### Exercise directions:
Set down exactly the lines below, starting at the one that contains "PR #3808, opened 2023-08-10" and ending at the one that contains "and event emission", with both of those lines included and nothing else.

Data to process section start

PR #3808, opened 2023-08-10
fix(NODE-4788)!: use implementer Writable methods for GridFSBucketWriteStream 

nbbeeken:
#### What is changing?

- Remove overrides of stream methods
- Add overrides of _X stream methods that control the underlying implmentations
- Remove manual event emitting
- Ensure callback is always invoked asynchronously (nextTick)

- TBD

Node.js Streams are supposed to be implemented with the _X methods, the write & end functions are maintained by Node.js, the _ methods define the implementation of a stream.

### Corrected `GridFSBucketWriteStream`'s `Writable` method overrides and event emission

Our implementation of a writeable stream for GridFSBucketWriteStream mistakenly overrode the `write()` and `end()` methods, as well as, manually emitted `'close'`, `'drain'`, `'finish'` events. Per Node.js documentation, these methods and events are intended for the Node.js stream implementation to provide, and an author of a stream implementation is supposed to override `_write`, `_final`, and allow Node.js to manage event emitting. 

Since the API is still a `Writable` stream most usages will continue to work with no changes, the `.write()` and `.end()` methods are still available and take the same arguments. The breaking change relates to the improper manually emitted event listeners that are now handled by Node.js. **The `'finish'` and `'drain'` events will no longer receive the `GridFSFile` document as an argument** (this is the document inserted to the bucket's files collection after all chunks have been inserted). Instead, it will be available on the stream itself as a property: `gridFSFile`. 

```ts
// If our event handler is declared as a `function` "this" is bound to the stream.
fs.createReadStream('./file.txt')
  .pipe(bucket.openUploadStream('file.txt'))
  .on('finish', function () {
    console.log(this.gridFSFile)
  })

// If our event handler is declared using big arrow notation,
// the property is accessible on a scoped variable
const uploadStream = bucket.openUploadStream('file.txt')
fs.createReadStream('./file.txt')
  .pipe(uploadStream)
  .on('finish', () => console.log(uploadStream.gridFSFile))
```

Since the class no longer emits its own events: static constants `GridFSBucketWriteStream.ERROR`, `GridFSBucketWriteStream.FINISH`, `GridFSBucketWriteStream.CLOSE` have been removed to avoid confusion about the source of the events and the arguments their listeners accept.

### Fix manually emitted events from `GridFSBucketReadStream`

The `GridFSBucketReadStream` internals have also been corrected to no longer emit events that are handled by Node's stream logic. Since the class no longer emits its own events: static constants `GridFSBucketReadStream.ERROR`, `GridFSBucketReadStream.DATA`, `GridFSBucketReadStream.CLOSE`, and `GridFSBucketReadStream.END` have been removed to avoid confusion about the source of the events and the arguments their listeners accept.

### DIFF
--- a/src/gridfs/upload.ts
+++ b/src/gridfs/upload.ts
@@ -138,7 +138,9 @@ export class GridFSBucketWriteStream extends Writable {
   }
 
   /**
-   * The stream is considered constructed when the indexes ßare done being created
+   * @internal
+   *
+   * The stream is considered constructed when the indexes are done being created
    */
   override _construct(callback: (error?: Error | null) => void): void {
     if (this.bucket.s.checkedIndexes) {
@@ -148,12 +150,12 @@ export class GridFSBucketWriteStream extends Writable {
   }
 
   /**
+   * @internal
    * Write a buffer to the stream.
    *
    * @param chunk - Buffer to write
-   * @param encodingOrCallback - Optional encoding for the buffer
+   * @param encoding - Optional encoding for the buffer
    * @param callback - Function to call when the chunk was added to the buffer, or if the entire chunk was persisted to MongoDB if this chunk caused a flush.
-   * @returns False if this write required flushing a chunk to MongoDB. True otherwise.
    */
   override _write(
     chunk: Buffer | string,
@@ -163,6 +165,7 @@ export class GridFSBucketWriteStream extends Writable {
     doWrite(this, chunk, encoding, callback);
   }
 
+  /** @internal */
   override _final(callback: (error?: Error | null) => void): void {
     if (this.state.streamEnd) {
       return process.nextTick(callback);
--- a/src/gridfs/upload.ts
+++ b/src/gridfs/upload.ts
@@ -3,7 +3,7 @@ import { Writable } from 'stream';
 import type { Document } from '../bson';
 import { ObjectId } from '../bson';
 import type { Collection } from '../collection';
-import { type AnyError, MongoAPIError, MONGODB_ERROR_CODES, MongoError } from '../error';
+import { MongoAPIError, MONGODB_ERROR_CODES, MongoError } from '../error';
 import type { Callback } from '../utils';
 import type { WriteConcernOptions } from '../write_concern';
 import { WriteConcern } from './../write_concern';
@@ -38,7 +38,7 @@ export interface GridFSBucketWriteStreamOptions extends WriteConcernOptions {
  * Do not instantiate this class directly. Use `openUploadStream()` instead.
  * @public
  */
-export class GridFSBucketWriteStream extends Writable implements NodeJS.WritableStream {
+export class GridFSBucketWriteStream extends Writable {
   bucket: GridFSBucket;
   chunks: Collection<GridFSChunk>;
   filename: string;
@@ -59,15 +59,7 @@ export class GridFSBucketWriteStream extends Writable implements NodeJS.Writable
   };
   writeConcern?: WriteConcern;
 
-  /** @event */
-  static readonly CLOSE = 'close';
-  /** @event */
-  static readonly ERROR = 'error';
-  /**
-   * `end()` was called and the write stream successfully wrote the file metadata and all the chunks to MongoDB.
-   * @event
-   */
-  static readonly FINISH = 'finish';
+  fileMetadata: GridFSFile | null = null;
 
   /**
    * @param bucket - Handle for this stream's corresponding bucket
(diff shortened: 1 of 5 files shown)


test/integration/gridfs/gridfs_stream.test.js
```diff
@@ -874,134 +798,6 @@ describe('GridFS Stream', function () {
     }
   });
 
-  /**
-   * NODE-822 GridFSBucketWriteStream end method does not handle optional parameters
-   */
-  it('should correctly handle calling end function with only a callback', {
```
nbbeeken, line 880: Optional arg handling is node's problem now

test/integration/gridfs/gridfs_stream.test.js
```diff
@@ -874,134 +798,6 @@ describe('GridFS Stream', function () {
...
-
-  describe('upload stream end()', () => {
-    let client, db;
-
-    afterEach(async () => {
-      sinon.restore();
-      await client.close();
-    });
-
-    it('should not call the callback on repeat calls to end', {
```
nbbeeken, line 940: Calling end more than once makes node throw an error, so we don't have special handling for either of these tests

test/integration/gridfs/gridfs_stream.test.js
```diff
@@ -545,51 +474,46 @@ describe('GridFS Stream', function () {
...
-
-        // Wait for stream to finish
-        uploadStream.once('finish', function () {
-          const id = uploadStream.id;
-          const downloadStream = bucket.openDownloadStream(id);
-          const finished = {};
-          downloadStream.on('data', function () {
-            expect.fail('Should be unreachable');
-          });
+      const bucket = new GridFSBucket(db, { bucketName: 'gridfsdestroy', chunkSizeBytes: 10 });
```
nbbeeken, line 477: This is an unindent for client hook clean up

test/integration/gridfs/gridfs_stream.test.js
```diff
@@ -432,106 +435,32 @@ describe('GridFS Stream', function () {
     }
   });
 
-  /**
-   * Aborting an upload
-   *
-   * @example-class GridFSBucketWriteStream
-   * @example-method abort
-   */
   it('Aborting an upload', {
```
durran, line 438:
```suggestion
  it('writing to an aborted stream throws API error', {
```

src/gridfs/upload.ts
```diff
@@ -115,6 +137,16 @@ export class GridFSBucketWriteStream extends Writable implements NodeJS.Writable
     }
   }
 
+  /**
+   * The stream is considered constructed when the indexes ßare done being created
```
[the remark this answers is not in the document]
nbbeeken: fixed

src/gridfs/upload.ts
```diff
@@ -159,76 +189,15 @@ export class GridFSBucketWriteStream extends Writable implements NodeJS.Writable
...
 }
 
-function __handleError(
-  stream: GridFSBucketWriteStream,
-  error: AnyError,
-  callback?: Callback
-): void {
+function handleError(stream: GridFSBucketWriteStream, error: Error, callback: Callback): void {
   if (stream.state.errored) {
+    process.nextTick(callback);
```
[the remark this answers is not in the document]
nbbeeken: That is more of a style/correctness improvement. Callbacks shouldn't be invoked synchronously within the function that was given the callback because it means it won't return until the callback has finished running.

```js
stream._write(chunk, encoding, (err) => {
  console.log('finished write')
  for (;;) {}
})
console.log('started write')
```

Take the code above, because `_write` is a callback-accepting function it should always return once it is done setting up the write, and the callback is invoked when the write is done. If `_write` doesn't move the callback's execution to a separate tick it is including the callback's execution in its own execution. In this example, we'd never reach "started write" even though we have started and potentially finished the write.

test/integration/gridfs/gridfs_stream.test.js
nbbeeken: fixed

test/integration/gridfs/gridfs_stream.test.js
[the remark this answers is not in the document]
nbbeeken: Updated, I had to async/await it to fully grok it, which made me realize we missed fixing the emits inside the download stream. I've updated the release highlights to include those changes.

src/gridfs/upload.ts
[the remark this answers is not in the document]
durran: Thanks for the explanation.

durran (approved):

Data to process section end
Data to process section start

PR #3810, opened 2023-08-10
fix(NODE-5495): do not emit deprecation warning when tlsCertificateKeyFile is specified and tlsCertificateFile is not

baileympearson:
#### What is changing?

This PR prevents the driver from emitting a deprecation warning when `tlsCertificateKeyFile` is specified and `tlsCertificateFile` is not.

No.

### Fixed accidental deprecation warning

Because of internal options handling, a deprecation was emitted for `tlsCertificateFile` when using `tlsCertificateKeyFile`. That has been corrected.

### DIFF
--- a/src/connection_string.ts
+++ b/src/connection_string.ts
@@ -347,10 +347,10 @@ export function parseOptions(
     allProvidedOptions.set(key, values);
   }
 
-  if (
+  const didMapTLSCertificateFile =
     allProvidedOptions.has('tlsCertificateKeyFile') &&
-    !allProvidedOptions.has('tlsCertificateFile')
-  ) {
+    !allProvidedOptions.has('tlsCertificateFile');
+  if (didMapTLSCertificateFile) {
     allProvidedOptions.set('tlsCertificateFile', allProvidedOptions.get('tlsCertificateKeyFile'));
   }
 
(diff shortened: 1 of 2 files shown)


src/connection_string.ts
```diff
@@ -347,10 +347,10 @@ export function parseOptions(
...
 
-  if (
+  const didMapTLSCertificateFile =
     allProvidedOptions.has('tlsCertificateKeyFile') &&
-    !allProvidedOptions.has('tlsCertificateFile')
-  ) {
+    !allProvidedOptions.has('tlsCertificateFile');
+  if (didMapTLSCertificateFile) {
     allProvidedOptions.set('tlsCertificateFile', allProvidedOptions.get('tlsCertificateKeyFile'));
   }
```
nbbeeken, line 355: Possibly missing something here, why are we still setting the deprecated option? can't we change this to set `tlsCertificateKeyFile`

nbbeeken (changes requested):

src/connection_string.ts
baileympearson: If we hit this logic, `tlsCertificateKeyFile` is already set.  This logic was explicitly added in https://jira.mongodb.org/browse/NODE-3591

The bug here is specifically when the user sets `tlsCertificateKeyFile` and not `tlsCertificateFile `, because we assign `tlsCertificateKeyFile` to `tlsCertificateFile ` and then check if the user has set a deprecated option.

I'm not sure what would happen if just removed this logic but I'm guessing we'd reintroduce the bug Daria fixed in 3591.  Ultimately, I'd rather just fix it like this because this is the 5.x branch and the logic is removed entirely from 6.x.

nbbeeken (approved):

Data to process section end
Data to process section start

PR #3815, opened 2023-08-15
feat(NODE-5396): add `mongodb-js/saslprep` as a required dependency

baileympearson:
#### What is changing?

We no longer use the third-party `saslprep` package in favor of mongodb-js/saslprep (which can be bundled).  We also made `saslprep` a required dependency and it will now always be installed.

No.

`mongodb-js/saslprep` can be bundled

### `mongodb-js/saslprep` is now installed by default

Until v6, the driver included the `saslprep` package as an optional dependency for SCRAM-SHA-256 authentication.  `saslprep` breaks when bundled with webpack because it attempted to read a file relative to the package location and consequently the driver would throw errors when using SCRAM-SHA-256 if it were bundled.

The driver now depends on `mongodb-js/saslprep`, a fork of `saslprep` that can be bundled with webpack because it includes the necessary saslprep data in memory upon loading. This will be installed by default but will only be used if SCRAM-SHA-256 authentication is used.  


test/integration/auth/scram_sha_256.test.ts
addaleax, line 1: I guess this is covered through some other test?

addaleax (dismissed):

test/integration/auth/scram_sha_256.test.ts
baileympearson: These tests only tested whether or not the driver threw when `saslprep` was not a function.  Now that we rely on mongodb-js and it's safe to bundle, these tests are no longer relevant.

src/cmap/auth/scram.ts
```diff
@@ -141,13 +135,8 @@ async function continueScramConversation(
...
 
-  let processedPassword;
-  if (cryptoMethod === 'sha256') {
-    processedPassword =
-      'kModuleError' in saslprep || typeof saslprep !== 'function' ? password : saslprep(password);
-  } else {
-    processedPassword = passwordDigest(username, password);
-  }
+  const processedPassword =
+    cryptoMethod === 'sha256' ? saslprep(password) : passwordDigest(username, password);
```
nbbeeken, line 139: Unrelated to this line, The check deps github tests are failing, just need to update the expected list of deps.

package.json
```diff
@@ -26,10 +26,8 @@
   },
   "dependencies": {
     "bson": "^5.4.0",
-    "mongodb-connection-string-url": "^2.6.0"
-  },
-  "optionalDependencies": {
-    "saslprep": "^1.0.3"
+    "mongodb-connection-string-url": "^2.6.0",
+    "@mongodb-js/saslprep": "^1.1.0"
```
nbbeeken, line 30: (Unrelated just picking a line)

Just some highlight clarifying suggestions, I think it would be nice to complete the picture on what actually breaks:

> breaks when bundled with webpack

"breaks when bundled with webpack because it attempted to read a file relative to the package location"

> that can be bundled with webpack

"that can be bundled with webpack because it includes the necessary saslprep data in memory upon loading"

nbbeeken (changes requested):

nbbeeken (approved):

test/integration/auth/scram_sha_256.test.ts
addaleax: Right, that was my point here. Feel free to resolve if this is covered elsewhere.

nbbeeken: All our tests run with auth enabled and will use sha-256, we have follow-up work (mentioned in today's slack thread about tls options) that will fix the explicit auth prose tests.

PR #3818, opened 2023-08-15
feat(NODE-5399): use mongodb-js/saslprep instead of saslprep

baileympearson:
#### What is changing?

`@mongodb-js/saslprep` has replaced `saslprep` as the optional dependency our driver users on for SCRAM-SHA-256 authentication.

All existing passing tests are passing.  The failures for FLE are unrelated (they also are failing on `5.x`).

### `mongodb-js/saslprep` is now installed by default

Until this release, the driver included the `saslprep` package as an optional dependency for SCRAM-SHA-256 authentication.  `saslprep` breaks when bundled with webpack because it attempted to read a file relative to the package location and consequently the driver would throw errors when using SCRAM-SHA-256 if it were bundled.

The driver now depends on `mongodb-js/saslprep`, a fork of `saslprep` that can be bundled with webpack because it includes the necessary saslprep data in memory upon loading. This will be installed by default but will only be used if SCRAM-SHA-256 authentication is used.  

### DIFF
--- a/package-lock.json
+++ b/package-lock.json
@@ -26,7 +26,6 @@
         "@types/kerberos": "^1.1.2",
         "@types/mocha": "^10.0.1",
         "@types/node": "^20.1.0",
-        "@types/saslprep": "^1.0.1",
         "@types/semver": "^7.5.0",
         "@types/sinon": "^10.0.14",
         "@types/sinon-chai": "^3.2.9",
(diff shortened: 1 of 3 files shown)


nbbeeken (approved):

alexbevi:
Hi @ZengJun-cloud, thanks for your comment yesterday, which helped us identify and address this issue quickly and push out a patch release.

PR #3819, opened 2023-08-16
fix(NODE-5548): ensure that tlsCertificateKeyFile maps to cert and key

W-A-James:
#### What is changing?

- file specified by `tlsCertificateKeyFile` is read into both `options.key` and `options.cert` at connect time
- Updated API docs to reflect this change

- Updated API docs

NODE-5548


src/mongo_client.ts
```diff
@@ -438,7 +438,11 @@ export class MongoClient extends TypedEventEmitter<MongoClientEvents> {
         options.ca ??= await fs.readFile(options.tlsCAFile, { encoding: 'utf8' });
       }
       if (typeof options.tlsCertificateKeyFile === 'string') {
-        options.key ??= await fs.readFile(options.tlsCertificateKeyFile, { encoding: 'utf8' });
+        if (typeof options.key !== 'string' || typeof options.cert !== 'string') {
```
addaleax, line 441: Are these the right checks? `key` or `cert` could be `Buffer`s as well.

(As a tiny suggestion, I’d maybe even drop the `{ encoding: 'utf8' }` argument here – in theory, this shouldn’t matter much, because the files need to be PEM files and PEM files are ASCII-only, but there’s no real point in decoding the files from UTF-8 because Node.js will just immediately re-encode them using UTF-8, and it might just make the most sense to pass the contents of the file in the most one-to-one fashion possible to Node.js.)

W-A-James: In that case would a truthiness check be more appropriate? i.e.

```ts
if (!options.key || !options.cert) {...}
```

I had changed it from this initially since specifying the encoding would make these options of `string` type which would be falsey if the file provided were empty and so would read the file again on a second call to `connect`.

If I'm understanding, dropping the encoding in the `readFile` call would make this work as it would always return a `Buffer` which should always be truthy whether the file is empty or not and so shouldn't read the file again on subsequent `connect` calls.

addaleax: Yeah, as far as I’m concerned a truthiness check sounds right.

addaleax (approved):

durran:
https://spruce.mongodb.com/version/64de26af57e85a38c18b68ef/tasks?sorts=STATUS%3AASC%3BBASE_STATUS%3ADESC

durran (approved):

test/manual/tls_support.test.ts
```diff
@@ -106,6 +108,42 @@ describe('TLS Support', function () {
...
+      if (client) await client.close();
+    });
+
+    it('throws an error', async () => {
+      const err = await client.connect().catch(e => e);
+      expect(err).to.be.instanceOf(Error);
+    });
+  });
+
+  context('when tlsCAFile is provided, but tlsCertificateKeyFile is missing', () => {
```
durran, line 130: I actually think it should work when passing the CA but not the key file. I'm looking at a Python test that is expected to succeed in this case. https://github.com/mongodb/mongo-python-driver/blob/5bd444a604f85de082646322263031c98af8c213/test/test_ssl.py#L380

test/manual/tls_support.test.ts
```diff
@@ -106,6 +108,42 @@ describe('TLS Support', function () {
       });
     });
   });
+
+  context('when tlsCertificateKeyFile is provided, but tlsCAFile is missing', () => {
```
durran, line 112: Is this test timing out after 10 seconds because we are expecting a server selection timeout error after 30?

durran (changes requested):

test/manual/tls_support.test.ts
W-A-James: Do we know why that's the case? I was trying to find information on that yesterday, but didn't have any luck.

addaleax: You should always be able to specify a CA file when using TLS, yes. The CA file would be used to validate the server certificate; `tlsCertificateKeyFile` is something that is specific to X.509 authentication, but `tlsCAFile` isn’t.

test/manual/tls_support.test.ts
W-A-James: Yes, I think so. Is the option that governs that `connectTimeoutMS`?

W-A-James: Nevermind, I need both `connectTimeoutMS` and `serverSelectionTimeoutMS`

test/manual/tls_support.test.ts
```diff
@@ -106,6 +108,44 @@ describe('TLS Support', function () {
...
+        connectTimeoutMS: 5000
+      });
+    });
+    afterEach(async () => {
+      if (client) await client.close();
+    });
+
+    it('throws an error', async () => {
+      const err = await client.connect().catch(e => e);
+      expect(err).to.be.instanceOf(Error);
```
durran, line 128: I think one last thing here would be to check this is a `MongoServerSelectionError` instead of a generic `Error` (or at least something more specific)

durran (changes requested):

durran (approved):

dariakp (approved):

Data to process section end

### Solution for this task:
PR #3808, opened 2023-08-10
fix(NODE-4788)!: use implementer Writable methods for GridFSBucketWriteStream 

nbbeeken:
#### What is changing?

- Remove overrides of stream methods
- Add overrides of _X stream methods that control the underlying implmentations
- Remove manual event emitting
- Ensure callback is always invoked asynchronously (nextTick)

- TBD

Node.js Streams are supposed to be implemented with the _X methods, the write & end functions are maintained by Node.js, the _ methods define the implementation of a stream.

### Corrected `GridFSBucketWriteStream`'s `Writable` method overrides and event emission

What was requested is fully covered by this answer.